▶ **TASK DESCRIPTION**
When you respond, restate each record exactly as it is given.
====== TASK INPUT
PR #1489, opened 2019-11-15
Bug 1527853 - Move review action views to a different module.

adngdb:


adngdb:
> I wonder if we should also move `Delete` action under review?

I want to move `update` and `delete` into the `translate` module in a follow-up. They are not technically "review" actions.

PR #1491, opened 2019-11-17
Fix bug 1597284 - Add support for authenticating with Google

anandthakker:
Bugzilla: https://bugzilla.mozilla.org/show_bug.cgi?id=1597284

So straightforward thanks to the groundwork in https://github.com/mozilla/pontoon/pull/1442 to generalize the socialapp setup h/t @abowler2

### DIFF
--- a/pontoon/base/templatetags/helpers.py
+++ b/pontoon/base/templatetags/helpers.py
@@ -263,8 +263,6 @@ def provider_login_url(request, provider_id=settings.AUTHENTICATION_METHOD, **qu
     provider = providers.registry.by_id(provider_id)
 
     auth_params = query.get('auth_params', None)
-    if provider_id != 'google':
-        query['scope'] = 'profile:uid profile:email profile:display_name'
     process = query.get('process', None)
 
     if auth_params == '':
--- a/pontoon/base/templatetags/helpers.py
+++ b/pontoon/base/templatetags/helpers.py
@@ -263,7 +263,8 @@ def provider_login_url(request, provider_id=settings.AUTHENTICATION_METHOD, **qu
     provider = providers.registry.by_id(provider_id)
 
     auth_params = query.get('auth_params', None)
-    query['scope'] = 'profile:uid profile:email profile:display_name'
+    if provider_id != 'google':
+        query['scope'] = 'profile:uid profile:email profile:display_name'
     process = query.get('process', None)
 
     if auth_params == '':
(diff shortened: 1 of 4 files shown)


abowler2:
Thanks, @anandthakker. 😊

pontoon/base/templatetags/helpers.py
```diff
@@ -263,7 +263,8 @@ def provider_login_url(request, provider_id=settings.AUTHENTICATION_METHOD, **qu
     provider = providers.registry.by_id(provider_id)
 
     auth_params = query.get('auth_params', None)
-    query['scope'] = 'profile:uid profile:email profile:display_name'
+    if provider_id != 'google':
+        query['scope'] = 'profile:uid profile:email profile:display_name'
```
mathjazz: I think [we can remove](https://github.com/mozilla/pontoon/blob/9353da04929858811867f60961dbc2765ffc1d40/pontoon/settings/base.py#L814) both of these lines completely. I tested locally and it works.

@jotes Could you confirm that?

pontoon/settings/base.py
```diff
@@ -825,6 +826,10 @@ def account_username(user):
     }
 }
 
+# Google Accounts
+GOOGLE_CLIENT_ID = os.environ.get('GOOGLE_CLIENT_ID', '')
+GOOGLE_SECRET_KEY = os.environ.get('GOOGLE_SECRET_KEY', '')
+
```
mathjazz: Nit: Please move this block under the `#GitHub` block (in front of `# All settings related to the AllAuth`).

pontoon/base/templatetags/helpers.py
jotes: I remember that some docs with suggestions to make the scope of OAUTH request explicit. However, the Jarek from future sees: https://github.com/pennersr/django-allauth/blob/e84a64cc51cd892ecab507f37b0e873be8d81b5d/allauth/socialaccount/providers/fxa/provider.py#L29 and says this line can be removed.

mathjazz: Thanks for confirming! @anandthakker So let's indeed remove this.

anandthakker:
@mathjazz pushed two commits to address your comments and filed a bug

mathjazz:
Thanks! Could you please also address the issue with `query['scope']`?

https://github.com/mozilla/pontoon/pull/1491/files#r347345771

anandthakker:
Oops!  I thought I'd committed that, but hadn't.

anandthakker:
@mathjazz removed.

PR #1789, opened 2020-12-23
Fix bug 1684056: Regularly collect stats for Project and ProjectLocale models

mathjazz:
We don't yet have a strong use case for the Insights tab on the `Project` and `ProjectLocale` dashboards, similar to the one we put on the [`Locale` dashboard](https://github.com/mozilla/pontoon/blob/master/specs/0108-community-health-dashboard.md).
============
▶ **SOLVED EXERCISE**
PR #1489, opened 2019-11-15
Bug 1527853 - Move review action views to a different module.

adngdb:


adngdb:
> I wonder if we should also move `Delete` action under review?

I want to move `update` and `delete` into the `translate` module in a follow-up. They are not technically "review" actions.

PR #1491, opened 2019-11-17
Fix bug 1597284 - Add support for authenticating with Google

anandthakker:
Bugzilla: https://bugzilla.mozilla.org/show_bug.cgi?id=1597284

So straightforward thanks to the groundwork in https://github.com/mozilla/pontoon/pull/1442 to generalize the socialapp setup h/t @abowler2

### DIFF
--- a/pontoon/base/templatetags/helpers.py
+++ b/pontoon/base/templatetags/helpers.py
@@ -263,8 +263,6 @@ def provider_login_url(request, provider_id=settings.AUTHENTICATION_METHOD, **qu
     provider = providers.registry.by_id(provider_id)
 
     auth_params = query.get('auth_params', None)
-    if provider_id != 'google':
-        query['scope'] = 'profile:uid profile:email profile:display_name'
     process = query.get('process', None)
 
     if auth_params == '':
--- a/pontoon/base/templatetags/helpers.py
+++ b/pontoon/base/templatetags/helpers.py
@@ -263,7 +263,8 @@ def provider_login_url(request, provider_id=settings.AUTHENTICATION_METHOD, **qu
     provider = providers.registry.by_id(provider_id)
 
     auth_params = query.get('auth_params', None)
-    query['scope'] = 'profile:uid profile:email profile:display_name'
+    if provider_id != 'google':
+        query['scope'] = 'profile:uid profile:email profile:display_name'
     process = query.get('process', None)
 
     if auth_params == '':
(diff shortened: 1 of 4 files shown)


abowler2:
Thanks, @anandthakker. 😊

pontoon/base/templatetags/helpers.py
```diff
@@ -263,7 +263,8 @@ def provider_login_url(request, provider_id=settings.AUTHENTICATION_METHOD, **qu
     provider = providers.registry.by_id(provider_id)
 
     auth_params = query.get('auth_params', None)
-    query['scope'] = 'profile:uid profile:email profile:display_name'
+    if provider_id != 'google':
+        query['scope'] = 'profile:uid profile:email profile:display_name'
```
mathjazz: I think [we can remove](https://github.com/mozilla/pontoon/blob/9353da04929858811867f60961dbc2765ffc1d40/pontoon/settings/base.py#L814) both of these lines completely. I tested locally and it works.

@jotes Could you confirm that?

pontoon/settings/base.py
```diff
@@ -825,6 +826,10 @@ def account_username(user):
     }
 }
 
+# Google Accounts
+GOOGLE_CLIENT_ID = os.environ.get('GOOGLE_CLIENT_ID', '')
+GOOGLE_SECRET_KEY = os.environ.get('GOOGLE_SECRET_KEY', '')
+
```
mathjazz: Nit: Please move this block under the `#GitHub` block (in front of `# All settings related to the AllAuth`).

pontoon/base/templatetags/helpers.py
jotes: I remember that some docs with suggestions to make the scope of OAUTH request explicit. However, the Jarek from future sees: https://github.com/pennersr/django-allauth/blob/e84a64cc51cd892ecab507f37b0e873be8d81b5d/allauth/socialaccount/providers/fxa/provider.py#L29 and says this line can be removed.

mathjazz: Thanks for confirming! @anandthakker So let's indeed remove this.

anandthakker:
@mathjazz pushed two commits to address your comments and filed a bug

mathjazz:
Thanks! Could you please also address the issue with `query['scope']`?

https://github.com/mozilla/pontoon/pull/1491/files#r347345771

anandthakker:
Oops!  I thought I'd committed that, but hadn't.

anandthakker:
@mathjazz removed.

PR #1789, opened 2020-12-23
Fix bug 1684056: Regularly collect stats for Project and ProjectLocale models

mathjazz:
We don't yet have a strong use case for the Insights tab on the `Project` and `ProjectLocale` dashboards, similar to the one we put on the [`Locale` dashboard](https://github.com/mozilla/pontoon/blob/master/specs/0108-community-health-dashboard.md).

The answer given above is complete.